Archive for August, 2008|Monthly archive page

If your only experience of the Olympics is through NBC …

In Culture, Sports, The news biz on August 16, 2008 at 8:07 pm

… you’d think they consisted of swimming, synchronized diving, women’s (pfft, as if these 12-year-olds masquerading as 16-year-olds could be called “women”) gymnastics and volleyball. 

If your experience of the Olympics is through ESPN reports, you’d think it consisted of the U.S. men’s basketball “redeem” team. 

Maybe it’s just rotten luck, but I have yet to tune in and catch so much as track and field, let alone the exotica of pentathlon, sailing, handball, archery, judo, Greco-Roman wrestling or table tennis. I presume I’m in the minority, but for me that’s a big part of the fun of the Olympics: people who are fantastic at stuff I don’t usually see. I’ve seen LeBron James before, I don’t need to see more of him during his off-season. 

I understand the excitement over Michael Phelps, but does that mean we have to watch every qualifying race in the pool, including the ones he’s not in? Or could NBC not afford to set up cameras for pole vaulting?

Fake fireworks in China?

In Culture, Politics, Sports, The news biz, Unfettered stupidity on August 13, 2008 at 5:45 pm

So now it’s being reported that some of the exceptional Olympic opening ceremonies, which really were impressive, were faked. When I watch the Olympics, I realize some of the stuff I see isn’t going to be live — NBC, et al., show the popular stuff during prime time, regardless of when it really took place halfway ’round the world. I understand about the scheduling. 
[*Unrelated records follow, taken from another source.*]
Issue #2376, opened 2021-04-27
Language flag/ISO code does not show


BronzW:
![image](https://user-images.githubusercontent.com/50546858/116197141-a008c780-a734-11eb-94a7-a5153306b1d9.png)

amitojsingh366:
i think this is intentional

BronzW:
Why

BronzW:
@ajmnz Changed it in his latest PR so the flags is their own property in LanguageSelector.tsx but he didn't add support for it in the html.

amitojsingh366:
im not sure about this, ill ask @ajmnz to look into this

ajmnz:
Many times flags don’t respresent all the people that speak a certain language. It can even offend people in some occasions and that’s why I removed them. 

I left them as a separate property because I felt that they could be useful in the future, but the change was intentional.

PR #2415, opened 2021-04-28
Fixes #2136 Language sorting and labels

### LINKED ISSUE #2136: Language sorting and labels
**Describe the bug**
The languages are sorted by their language code. The labels are translated. This makes it difficult to navigate through the list and find your language. The label shouldn't have the emoji flag inside of it _(this could be another object key)_.

Open the list of languages in the language selector and try to find any language other than English.

**Screenshots**
image

wes337:
Language labels are now translated and sorted A-Z. Novelty languages are put to the bottom. Uses the flag in the SettingsItem icon prop.

Before (hard to find my own language):
beforeCapture
 Finnish is suomi, but because we sort by code it's near French.

After:
after

Languages will need to be translated:
after2

Fixes #2136


BronzW:
Why do you need to add translation keys to language names?

wes337:
> 
> 
> Why do you need to add translation keys to language names?

It's really hard to find your own language in the current way the languages are sorted. See my example with Finnish.

BronzW:
Yes but why did you add translation keys.

BronzW:
To translation.json

wes337:
> 
> 
> To translation.json

Is there another way to translate these strings? How else can you know how to say "Latvian" in French?

We can't just sort them by the ISO code (for example "fi" for Finnish, but the language label is Suomi) if we're just using each language label in its own language. If you look at the language selector right now, it would appear they're in random order. It's not clear what the ISO code is if we're just sorting it by label.

rzsxdev:
Another potential sorting system is the system for example Wikipedia uses. The languages are in their native names and sorted alphabetically but are also grouped by their writing system: Latin script first, then Cyrillic, Abjads (Arabic-like scripts), Abuguidas (Hindi-like scripts), and then the Chinese-like scripts.

wes337:
> 
> 
> Another potential sorting system is the system for example Wikipedia uses. The languages are in their native names and sorted alphabetically but are also grouped by their writing system: Latin script first, then Cyrillic, Abjads (Arabic-like scripts), Abuguidas (Hindi-like scripts), and then the Chinese-like scripts.

Where? I only see Wikipedia sorting languages based on articles written.

rzsxdev:
At least on the mobile browser version you can access the list of languages by clicking the icon on the top left on any article page:

ajmnz:
Why did you add the flags? https://github.com/benawad/dogehouse/issues/2376#issuecomment-827418623

ajmnz:
> Another potential sorting system is the system for example Wikipedia uses. The languages are in their native names and sorted alphabetically but are also grouped by their writing system: Latin script first, then Cyrillic, Abjads (Arabic-like scripts), Abuguidas (Hindi-like scripts), and then the Chinese-like scripts.

I agree, each language should be in its native name. Makes no sense to have English translated to French, if you know a language enough to use it in the platform, you'll know how it's called natively.

amitojsingh366:
could you please make a new pr in which only the sorting alphabetically part is done *(it will be better if it sorts dynamically)*, we discussed about this and don't need the other things in this pr

Issue #2397, opened 2021-04-27
Bots shouldn't be included in member counts


overlisted:
Rooms like this one are at the very top of the room list, because bot accounts are included in the member count:
![image](https://user-images.githubusercontent.com/66535446/116319942-a3916280-a7b7-11eb-9b91-caf31876791e.png)

I don't think that it should be like that, and the room on that screenshot should be as low on the list as a room with just 3 members.

overlisted:
Proof that it's at the top:
![image](https://user-images.githubusercontent.com/66535446/116320675-f3bcf480-a7b8-11eb-87c4-8b26cf5bbbb2.png)

nadirabbas:
why not?

overlisted:
They can be abused to gain more members and get higher on the list

HoloPanio:
I both agree and disagree.  I think bot accounts should add to the number of accounts in the room, but that is all it does, it doesn't push you up.  So if there is a room with 5 bots and 10 users, these values should be separate and you sift through the rooms using the number of users, but you add that number of bots just on the UI.

Mayowa-Ojo:
I think there should be a limit to the number of bots per room

nadirabbas:
@HoloPanio yeah, we should exclude bot accounts when sorting

PR #2434, opened 2021-04-29
Solving issue #2397 - issues with bot accounts being counted for room size

dqnk:
- add support for tracking bots in elixir database
- added counting of people and bots in rooms
- add fields for bot variables in the database
- add environment variables file in /kousa to .gitignore

I tested the PR and it shouldn't break anything, but I was unable to create bot accounts on my localhost to test if they actually don't count to final room count anymore #2397.


kousa/lib/beef/schemas/user.ex
```diff
@@ -77,6 +78,7 @@ defmodule Beef.Schemas.User do
     field(:avatarUrl, :string)
     field(:bannerUrl, :string)
     field(:bio, :string, default: "")
+    field(:isBot, :boolean, default: false)
```
amitojsingh366: we don't want this, we already have `botOwnerId` and we can track if a user is a bot or not by using that

amitojsingh366 (changes requested):

kousa/lib/beef/schemas/user.ex
dqnk: thanks for noticing, will fix

dqnk: So if I understand correctly, botOwnerId (in `kousa/lib/beef/schemas/user.ex`) is either `null/nil` for regular accounts or an `Ecto` type for bots?

amitojsingh366: also we probably don't wanna do this at the backend, this can maybe be done fully on the client side

amitojsingh366:
we probably don't wanna do this at the backend and maybe do it client side only but that's upto @benawad

amitojsingh366:
also please use proper commit messages *(`yarn commit` or `yarn commit:signed`)*

amitojsingh366:
and your elixir tests are failing

benawad:
idk if I want this behavior, I will think on it

dqnk:
Note that my last commit probably doesn't solve all the issues with elixir.

amitojsingh366:
> idk if I want this behavior, I will think on it

so do we close this then

benawad:
I'm going to close this for now because we are going to be moving the # of users count out of the database

PR #115, opened 2023-04-05
Fix mutability requirements

Meziu:
Closes #111

Many modules didn't properly require internal mutability checks. This should fix all of the cases.

PR #116, opened 2023-04-06
Second wave of API changes

Meziu:
Related to #102 

This is a second wave of breaking API changes based on the official [guidelines](https://rust-lang.github.io/api-guidelines/checklist.html) (I can hear you cry from here).

Most notable changes:
- All service `init` functions have been renamed to `new` (it's standard for any constructor).
- Types derive as many traits as possible (each was thought out for the type's specific purpose, of course)
- Small renames
- `Gfx::swap_buffers` and `Gfx::flush_buffers` have been moved to the `Screen` trait. Originally, those functions modified a global state. Now each `Screen` can flush its own buffers. Also, `Console` handles flushing and swapping by itself, so most examples don't even mention those functions anymore.

This is one of the last PRs in preparation to the docs PR.

### DIFF
--- a/ctru-rs/examples/gfx-3d-mode.rs
+++ b/ctru-rs/examples/gfx-3d-mode.rs
@@ -61,6 +61,12 @@ fn main() {
             buf.copy_from(IMAGE.as_ptr(), IMAGE.len());
         }
 
+        left.flush_buffer();
+        left.swap_buffers();
+
+        right.flush_buffer();
+        right.swap_buffers();
+
         //Wait for VBlank
         gfx.wait_for_vblank();
     }
--- a/ctru-rs/examples/gfx-3d-mode.rs
+++ b/ctru-rs/examples/gfx-3d-mode.rs
@@ -61,10 +61,6 @@ fn main() {
             buf.copy_from(IMAGE.as_ptr(), IMAGE.len());
         }
 
-        // Flush and swap framebuffers
-        gfx.flush_buffers();
-        gfx.swap_buffers();
-
         //Wait for VBlank
         gfx.wait_for_vblank();
     }
--- a/ctru-rs/examples/gfx-3d-mode.rs
+++ b/ctru-rs/examples/gfx-3d-mode.rs
@@ -62,8 +62,7 @@ fn main() {
             buf.copy_from(IMAGE.as_ptr(), IMAGE.len());
         }
 
-        drop(left);
-        drop(right);
+        drop((left, right));
 
         top_screen.flush_buffers();
         top_screen.swap_buffers();
--- a/ctru-rs/examples/gfx-3d-mode.rs
+++ b/ctru-rs/examples/gfx-3d-mode.rs
@@ -12,10 +12,10 @@ static ZERO: &[u8] = &[0; IMAGE.len()];
 fn main() {
     ctru::use_panic_handler();
 
-    let gfx = Gfx::init().expect("Couldn't obtain GFX controller");
-    let mut hid = Hid::init().expect("Couldn't obtain HID controller");
-    let apt = Apt::init().expect("Couldn't obtain APT controller");
-    let _console = Console::init(gfx.bottom_screen.borrow_mut());
+    let gfx = Gfx::new().expect("Couldn't obtain GFX controller");
+    let mut hid = Hid::new().expect("Couldn't obtain HID controller");
+    let apt = Apt::new().expect("Couldn't obtain APT controller");
+    let _console = Console::new(gfx.bottom_screen.borrow_mut());
 
     println!("Press Start to exit.\nPress A to switch sides (be sure to have 3D mode enabled).");
 
--- a/ctru-rs/examples/gfx-3d-mode.rs
+++ b/ctru-rs/examples/gfx-3d-mode.rs
@@ -64,9 +64,6 @@ fn main() {
         left.flush_buffer();
         left.swap_buffers();
 
-        right.flush_buffer();
-        right.swap_buffers();
-
         //Wait for VBlank
         gfx.wait_for_vblank();
     }
--- a/ctru-rs/examples/gfx-3d-mode.rs
+++ b/ctru-rs/examples/gfx-3d-mode.rs
@@ -1,5 +1,5 @@
 use ctru::prelude::*;
-use ctru::services::gfx::{Screen, Side, TopScreen3D};
+use ctru::services::gfx::{Screen, Side, Swap, TopScreen3D};
 
 /// See `graphics-bitmap.rs` for details on how the image is generated.
 ///
@@ -21,8 +21,7 @@ fn main() {
 
     gfx.top_screen.borrow_mut().set_double_buffering(true);
 
-    let top_screen = TopScreen3D::from(&gfx.top_screen);
-    let (mut left, mut right) = top_screen.split_mut();
+    let mut top_screen = TopScreen3D::from(&gfx.top_screen);
 
     let mut current_side = Side::Left;
 
@@ -34,6 +33,8 @@ fn main() {
         if hid.keys_down().contains(KeyPad::START) {
             break;
         }
+
+        let (mut left, mut right) = top_screen.split_mut();
 
         let left_buf = left.raw_framebuffer();
         let right_buf = right.raw_framebuffer();
@@ -61,8 +62,11 @@ fn main() {
             buf.copy_from(IMAGE.as_ptr(), IMAGE.len());
         }
 
-        left.flush_buffer();
-        left.swap_buffers();
+        drop(left);
+        drop(right);
+
+        top_screen.flush_buffers();
+        top_screen.swap_buffers();
 
         //Wait for VBlank
         gfx.wait_for_vblank();
--- a/ctru-rs/examples/hello-world.rs
+++ b/ctru-rs/examples/hello-world.rs
@@ -5,10 +5,10 @@ use std::io::BufWriter;
 fn main() {
     ctru::use_panic_handler();
 
-    let gfx = Gfx::init().expect("Couldn't obtain GFX controller");
-    let mut hid = Hid::init().expect("Couldn't obtain HID controller");
-    let apt = Apt::init().expect("Couldn't obtain APT controller");
-    let _console = Console::init(gfx.top_screen.borrow_mut());
+    let gfx = Gfx::new().expect("Couldn't obtain GFX controller");
+    let mut hid = Hid::new().expect("Couldn't obtain HID controller");
+    let apt = Apt::new().expect("Couldn't obtain APT controller");
+    let _console = Console::new(gfx.top_screen.borrow_mut());
 
     let out = b"Hello fellow Rustaceans, I'm on the Nintendo 3DS!";
     let width = 24;
--- a/ctru-rs/examples/hello-world.rs
+++ b/ctru-rs/examples/hello-world.rs
@@ -29,9 +29,6 @@ fn main() {
         if hid.keys_down().contains(KeyPad::START) {
             break;
         }
-        // Flush and swap framebuffers
-        gfx.flush_buffers();
-        gfx.swap_buffers();
 
         //Wait for VBlank
         gfx.wait_for_vblank();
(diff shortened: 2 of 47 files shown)


ctru-rs/src/services/gfx.rs
```diff
@@ -55,6 +55,28 @@ pub trait Screen: private::Sealed {
...
+                (framebuffer.height * framebuffer.width) as u32,
+            )
+        };
+    }
+
+    /// Swaps the video buffers.
+    ///
+    /// This should be used even if double buffering is disabled.
+    fn swap_buffers(&mut self) {
+        unsafe { ctru_sys::gfxScreenSwapBuffers(self.side().into(), true) };
```
ian-h-chamberlain: ah nice, I was wondering how these would work since the `gfxFlushBudders` etc were global, I didn't realize there are APIs for doing it per screen.

Should we set the `hasStereo` parameter to `false` here by default, and set to `true` only if the screen in question is the "combined" top screen?

ctru-rs/src/services/gfx.rs
```diff
@@ -96,14 +118,14 @@ pub struct RawFrameBuffer<'screen> {
     /// Pointer to graphics data to be rendered.
     pub ptr: *mut u8,
     /// The width of the framebuffer in pixels.
-    pub width: u16,
+    pub width: usize,
     /// The height of the framebuffer in pixels.
-    pub height: u16,
+    pub height: usize,
```
ian-h-chamberlain, line 186: IIRC these were `u16` since the maximum value is much smaller than `usize::MAX` but it's probably fine to have like this as long as there is some check for max values somewhere

ctru-rs/src/services/gfx.rs
```diff
@@ -55,6 +55,28 @@ pub trait Screen: private::Sealed {
         unsafe { ctru_sys::gfxSetDoubleBuffering(self.as_raw(), enabled) }
     }
 
+    /// Swaps the video buffers.
```
ian-h-chamberlain:
```suggestion
    /// Flushes the video buffer for this screen.
```

ctru-rs/src/services/cfgu.rs
```diff
@@ -33,15 +33,15 @@ pub enum Language {
...
+#[derive(Copy, Clone, Debug, PartialEq, Eq)]
 #[repr(u32)]
 pub enum SystemModel {
-    Model3DS = ctru_sys::CFG_MODEL_3DS,
-    Model3DSXL = ctru_sys::CFG_MODEL_3DSXL,
-    ModelNew3DS = ctru_sys::CFG_MODEL_N3DS,
-    Model2DS = ctru_sys::CFG_MODEL_2DS,
-    ModelNew3DSXL = ctru_sys::CFG_MODEL_N3DSXL,
-    ModelNew2DSXL = ctru_sys::CFG_MODEL_N2DSXL,
+    N3DS = ctru_sys::CFG_MODEL_3DS,
```
ian-h-chamberlain: This might be slightly confusing since sometimes I have seen `N3DS` used to mean `New 3DS`, but I suppose the fact that there is a separate `NewN3DS` should make that clear. Don't have a better suggestion really

ctru-rs/src/applets/swkbd.rs
```diff
@@ -7,6 +7,7 @@ use std::iter::once;
 use std::str;
 
 /// An instance of the software keyboard.
+#[derive(Clone)]
```
ian-h-chamberlain, line 10: does cloning the inner Box here end up cloning all the global state too? I would guess normally we don't want `Clone` for these "global-ish" kind of structs...

ctru-rs/src/applets/mii_selector.rs
```diff
@@ -8,14 +8,14 @@ use std::ffi::CString;
 
 /// Index of a Mii used to configure some parameters of the Mii Selector
 /// Can be either a single index, or _all_ Miis
-#[derive(Debug, Clone)]
-pub enum MiiConfigIndex {
+#[derive(Debug, Clone, Copy, Eq, PartialEq)]
+pub enum MiiIndex {
```
ian-h-chamberlain: this could probably even just be called `mi_selector::Index`, same for other structs in this module.

Or actually, we could call the module `mii` and then you'd have `mii::Type`, `mii::Selector`, etc.

ctru-rs/examples/hello-world.rs
```diff
@@ -29,9 +29,6 @@ fn main() {
         if hid.keys_down().contains(KeyPad::START) {
             break;
         }
-        // Flush and swap framebuffers
-        gfx.flush_buffers();
-        gfx.swap_buffers();
```
ian-h-chamberlain, line 34: you mentioned that the console handles flushing the screen automatically... does it do that whenever the stdout is flushed (e.g. on `\n` or explicit `flush()` calls)? 

I'd imagine that for most applications (non-console) the user would still want to flush + swap buffers every frame instead of letting underlying helpers do it at random times.

Edit: also, from looking at https://github.com/devkitPro/libctru/blob/master/libctru/source/console.c it seems the buffers are flushed by default but not normally swapped, which I guess doesn't matter since `consoleInit` also sets double-buffering off...

ctru-rs/examples/gfx-3d-mode.rs
```diff
@@ -61,9 +61,8 @@ fn main() {
             buf.copy_from(IMAGE.as_ptr(), IMAGE.len());
         }
 
-        // Flush and swap framebuffers
-        gfx.flush_buffers();
-        gfx.swap_buffers();
+        left.flush_buffer();
+        left.swap_buffers();
```
ian-h-chamberlain: this probably should be flushing whichever side is being drawn to, not just the left screen?

ian-h-chamberlain (commented):
Mostly looks good! I had some questions about the Gfx changes but I think everything else looks good.

Also you may want to merge `master` back into this branch to make the diff a bit simpler (without displaying the changes from #115 )

ctru-rs/src/services/gfx.rs
Meziu: That would require quite a bit of work on the `TopScreen3D` struct, since it doesn't implement `Screen`. Since you built it, do you have any idea how we could do so?

ctru-rs/src/services/gfx.rs
Meziu: Yes, it's always smaller that `u16::MAX`. However, since this is a "read-only" member (there is no function that asks for these sizes, right?) there is no problem using it this way. The user will convert it back to `usize` 99% of times since that needed to work with pointers. It's just easier to have it like this.

ctru-rs/src/services/gfx.rs
Meziu: Copying and pasting is always a bad habit... thanks for noticing (though I will look into all docs later on) 👍

ctru-rs/examples/gfx-3d-mode.rs
Meziu: The issue is with the "stereo" parameter. Since the screen is in 3D mode, and the `TopRight` screen returns "top" as its raw value, the swap/flush would be done twice on the top screen, once when "Flushing left" and once when "flushing right" (it flushes both of them each time). I guess that means this function should live in `TopScreen3D`, but that doesn't implement `Screen`, so it's a bit of an issue.

ctru-rs/examples/hello-world.rs
Meziu: We could specify that behaviour in a comment, since there is no need for manually flushing. Console does it on `print()`. I'll put this off for the docs PR. 

Edit: Overall this goes nicely with our "screen ownership" model: `Console` has it, `Console` manages it. If the user has a different screen (like in `graphics-bitmap`) they can manage that.

ctru-rs/src/applets/mii_selector.rs
Meziu: The mii module already exists, lol. I can rename it to settle for a better `module::struct` nomenclature.

ctru-rs/src/applets/swkbd.rs
Meziu: Today in "Wacky facts about libctru" we will learn: Software Keyboards!

Did you know? The "SwkbdState" struct only holds config data, since the Software Keyboard is "spawned" on request, and is not a global service.

Next episode, we will find out why internal atomic counters aren't accessible via the API (small spoiler: there is no reason! 🥳 )

ctru-rs/src/applets/mii_selector.rs
ian-h-chamberlain: ahh I didn't realize that, maybe it should just be `mii::selector::Index` etc then

ctru-rs/examples/gfx-3d-mode.rs
ian-h-chamberlain: Hmm, after rereading the documentation for the `libctru` functions I see what you mean. I guess in most cases people will want to swap both sides' buffers at the same time, so it's probably fine.

I guess we could awkwardly make the `TopLeft` and `TopRight` impls do nothing and force the user to call a special `flush_both` type method on the `TopScreen3D`, but I think we will run into mutability issues etc, plus having a method do nothing feels kinda wrong to me.

Another option is to define a totally new trait, maybe something like this:
```rs
pub trait Flush: private::Sealed {
    fn swap_buffers(&mut self);
    fn flush_buffer(&mut self);
}
```

I think we'd have to manually impl it for `TopScreen`, `BottomScreen` and `TopScreen3D` (which would have to flush both left + right sides). I'm not sure if there is a use case for flushing left/right separately, but if needed we could also split `Flush` and `Swap` to separate traits as well.

ctru-rs/src/services/gfx.rs
ian-h-chamberlain: See my other comment, I think we might be able to do it with a separate trait instead of having these methods on `Screen`, but it might take a bit of experimenting, so maybe better off in a separate PR.

ian-h-chamberlain (approved):

ctru-rs/examples/gfx-3d-mode.rs
ian-h-chamberlain: Update: I opened #118 to show what I am thinking of. We can discuss further on that PR

ctru-rs/src/applets/mii_selector.rs
Techie-Pi: Yeah, `mii:selector` seems like a good option tbh

ctru-rs/src/services/sslc.rs
```diff
@@ -8,23 +8,12 @@ pub struct SslC(());
...
-    pub fn init() -> crate::Result<Self> {
+    pub fn new() -> crate::Result<Self> {
         unsafe {
             ResultCode(ctru_sys::sslcInit(0))?;
             Ok(SslC(()))
         }
     }
-
-    /// Fill `buf` with `buf.len()` random bytes
-    pub fn generate_random_data(&self, buf: &mut [u8]) -> crate::Result<()> {
```
AzureMarker, line 19: Is this supposed to get removed?

ctru-rs/src/applets/mii_selector.rs
Meziu: That would move the module out of the `applets` folder. Do you think that would be a good idea? There are many more applets left to be implemented.

ctru-rs/src/services/sslc.rs
Meziu: This is a duplicate of `Ps::generate_random_data`. The user should use that one or the `rand` crate, which works via `getrandom`.

ctru-rs/src/services/cfgu.rs
Meziu: I went with Old3DS. It's not official but people recognize it and it's much less confusing.

ctru-rs/src/applets/mii_selector.rs
Meziu: I simply renamed it to `Index` for now. Tell me if you think more changes are needed.

ian-h-chamberlain (approved):

AzureMarker (approved):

But I don’t expect computer-generated fireworks. WTF, NBC? You don’t have your own cameras? You just blandly let the Chinese pop a tape in the machine? Those overhead shots really brought to us by the Politburo, not Goodyear, as advertised? It’ll be interesting to see how this happened; haven’t seen the reporting on that. 

Now, the little girl lip-synching, I can understand. The networks have no control over that. But it does seem like they’d have control over their video feeds. Makes you wonder about some of the other cool visuals. Were those thousands of tai chi practitioners really in sync that closely? Or did they use the same CGI software that movie directors use to create huge battle scenes? 

What’s next: CGI balloons at the Democratic convention, inserted by special agreement with the networks? Will we be able to see unretouched coverage on C-SPAN?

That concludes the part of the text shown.